Prompt: The records beneath should be restated word for word.

Collected data entries:
--- --- ---

PR #712, opened 2021-12-13
feat: add pinned item identifier to search-ui result component

jkaho:


wwalser (approved):

wwalser:
Assuming you've tested this and it works, the code look very simple and ready to go.

wwalser:
I comment before merging it purely because it's in a draft state. Not sure if you intended that or not.

jkaho:
@wwalser I did intend to put it in a draft state because I wasn't totally sure if I was going about it the right way. If you don't see any obvious issues with this change though, I think it should be safe to merge.

PR #714, opened 2021-12-16
rebrand: change sajari to search.io in react docs

wwalser:
rebrand: change sajari to search.io in react docs


wwalser:
Not switching the repo names over yet. Not sure when we're going to get to that.

tuanddd (dismissed):

PR #724, opened 2022-01-04
fix: enter submit input component

tuanddd:


packages/search-ui/src/Input/index.tsx
```diff
@@ -167,31 +167,33 @@ const Input = React.forwardRef((props: InputProps<any>, ref: React.ForwardedRef<
   const onKeyDownMemoized = useCallback(
     (e: React.KeyboardEvent<HTMLInputElement>) => {
       const { value } = e.currentTarget;
-      if (e.key === 'Enter' && (mode === 'typeahead' || mode === 'suggestions' || mode === 'standard')) {
-        if (!retainFilters) {
-          resetFilters();
+      if (e.key === 'Enter') {
```
zlatanpham, line 170: There is one problem that holding `Enter` will trigger the search to run non-stop. Doesn't feel really nice to me and I'm seeing other folks sort it out by blurring the input.

packages/search-ui/src/Input/index.tsx
```diff
@@ -167,31 +167,35 @@ const Input = React.forwardRef((props: InputProps<any>, ref: React.ForwardedRef<
...
```
zlatanpham, line 170: @tuanddd if the mode is instant, it's pretty useless to have the enter key trigger. Normally, the results come right away but pressing `Enter` unnecessarily triggers the same search.

zlatanpham (approved):

PR #734, opened 2022-01-31
chore: upgrade typescript and nextjs

wwalser:
chore: upgrade typescript and nextjs


packages/components/src/types/speech-recognition.ts
```diff
@@ -0,0 +1,104 @@
+export type SpeechRecognitionErrorCode =
```
JasonBerry, line 1: Should we use [@types/web](https://www.npmjs.com/package/@types/web) instead of copy-pasting our own copy?

JasonBerry (approved):
Just the one comment about the speech recognition types but that's it.

packages/components/src/types/speech-recognition.ts
wwalser: Tried that, types/web doesn't contain the speech recognition type anymore as it's only available in some browsers. If you read enough comments in typescript PRs and issues it becomes clear that they are open to people adding it to definitely typed but not to adding it back to types/web for the moment.

JasonBerry: Ah, didn't realise it had been removed.

PR #743, opened 2022-02-17
fix: should trigger search on Enter instant Input

tuanddd:


wwalser (dismissed):

tuanddd:
@wwalser this PR was a result of me using the shopify UI builder in the `console` and the search bar (`instant` mode) won't make a search if there are less than 3 characters.

Thanh thought it was unnecessary, what about yours?

wwalser (approved):

PR #746, opened 2022-02-17
fix: render order of banners

zlatanpham:
Change how banners are rendered to follow the index of the list of banners and results instead of the index of the results. For example, given a list of:
- Banners: `[{position: 1}, {position: 2}]`
- Results: `[A, B]`

**Before**
Output: `[{position:1}, A, {position: 2}, B]`

**After**
Output: `[{position:1}, {position: 2}, A, B]`

This change is to ensure we cover the case if users want to place 2 banners next to each other.


tuanddd:
LGTM

wwalser:
Algorithmically, the same comments apply here as in my console review.

wwalser (approved):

--- --- ---

Output for this exercise:
PR #712, opened 2021-12-13
feat: add pinned item identifier to search-ui result component

jkaho:


wwalser (approved):

wwalser:
Assuming you've tested this and it works, the code look very simple and ready to go.

wwalser:
I comment before merging it purely because it's in a draft state. Not sure if you intended that or not.

jkaho:
@wwalser I did intend to put it in a draft state because I wasn't totally sure if I was going about it the right way. If you don't see any obvious issues with this change though, I think it should be safe to merge.

PR #714, opened 2021-12-16
rebrand: change sajari to search.io in react docs

wwalser:
rebrand: change sajari to search.io in react docs


wwalser:
Not switching the repo names over yet. Not sure when we're going to get to that.

tuanddd (dismissed):

PR #724, opened 2022-01-04
fix: enter submit input component

tuanddd:


packages/search-ui/src/Input/index.tsx
```diff
@@ -167,31 +167,33 @@ const Input = React.forwardRef((props: InputProps<any>, ref: React.ForwardedRef<
   const onKeyDownMemoized = useCallback(
     (e: React.KeyboardEvent<HTMLInputElement>) => {
       const { value } = e.currentTarget;
-      if (e.key === 'Enter' && (mode === 'typeahead' || mode === 'suggestions' || mode === 'standard')) {
-        if (!retainFilters) {
-          resetFilters();
+      if (e.key === 'Enter') {
```
zlatanpham, line 170: There is one problem that holding `Enter` will trigger the search to run non-stop. Doesn't feel really nice to me and I'm seeing other folks sort it out by blurring the input.

packages/search-ui/src/Input/index.tsx
```diff
@@ -167,31 +167,35 @@ const Input = React.forwardRef((props: InputProps<any>, ref: React.ForwardedRef<
...
```
zlatanpham, line 170: @tuanddd if the mode is instant, it's pretty useless to have the enter key trigger. Normally, the results come right away but pressing `Enter` unnecessarily triggers the same search.

zlatanpham (approved):

PR #734, opened 2022-01-31
chore: upgrade typescript and nextjs

wwalser:
chore: upgrade typescript and nextjs


packages/components/src/types/speech-recognition.ts
```diff
@@ -0,0 +1,104 @@
+export type SpeechRecognitionErrorCode =
```
JasonBerry, line 1: Should we use [@types/web](https://www.npmjs.com/package/@types/web) instead of copy-pasting our own copy?

JasonBerry (approved):
Just the one comment about the speech recognition types but that's it.

packages/components/src/types/speech-recognition.ts
wwalser: Tried that, types/web doesn't contain the speech recognition type anymore as it's only available in some browsers. If you read enough comments in typescript PRs and issues it becomes clear that they are open to people adding it to definitely typed but not to adding it back to types/web for the moment.

JasonBerry: Ah, didn't realise it had been removed.

PR #743, opened 2022-02-17
fix: should trigger search on Enter instant Input

tuanddd:


wwalser (dismissed):

tuanddd:
@wwalser this PR was a result of me using the shopify UI builder in the `console` and the search bar (`instant` mode) won't make a search if there are less than 3 characters.

Thanh thought it was unnecessary, what about yours?

wwalser (approved):

PR #746, opened 2022-02-17
fix: render order of banners

zlatanpham:
Change how banners are rendered to follow the index of the list of banners and results instead of the index of the results. For example, given a list of:
- Banners: `[{position: 1}, {position: 2}]`
- Results: `[A, B]`

**Before**
Output: `[{position:1}, A, {position: 2}, B]`

**After**
Output: `[{position:1}, {position: 2}, A, B]`

This change is to ensure we cover the case if users want to place 2 banners next to each other.


tuanddd:
LGTM

wwalser:
Algorithmically, the same comments apply here as in my console review.

wwalser (approved):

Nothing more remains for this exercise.